Collected data entries:
PR #291, opened 2019-02-15
Save and load all audio settings

ethanbb:
This change allows the audio device type (DirectSound, ASIO, etc.), sample rate, buffer size, and other settings to be saved and loaded to/from signal chain config files. Hopefully this will help prevent mistakes where all the settings from a previous experiment except some important non-default audio settings, and then mysterious performance problems arise (which has happened to me a few times).

Any audio settings that are changed from the defaults should be saved in the `DEVICESETUP` element (generated by `createStateXml`) within the `AUDIO` element. As a backup, the device type, sample rate, and buffer size are also saved as attributes of the `AUDIO` element and restored separately after trying to restore the settings in `DEVICESETUP`.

- [The problem] All of the records above are to be repeated exactly.

- [Result for this exercise]
PR #291, opened 2019-02-15
Save and load all audio settings

ethanbb:
This change allows the audio device type (DirectSound, ASIO, etc.), sample rate, buffer size, and other settings to be saved and loaded to/from signal chain config files. Hopefully this will help prevent mistakes where all the settings from a previous experiment except some important non-default audio settings, and then mysterious performance problems arise (which has happened to me a few times).

Any audio settings that are changed from the defaults should be saved in the `DEVICESETUP` element (generated by `createStateXml`) within the `AUDIO` element. As a backup, the device type, sample rate, and buffer size are also saved as attributes of the `AUDIO` element and restored separately after trying to restore the settings in `DEVICESETUP`.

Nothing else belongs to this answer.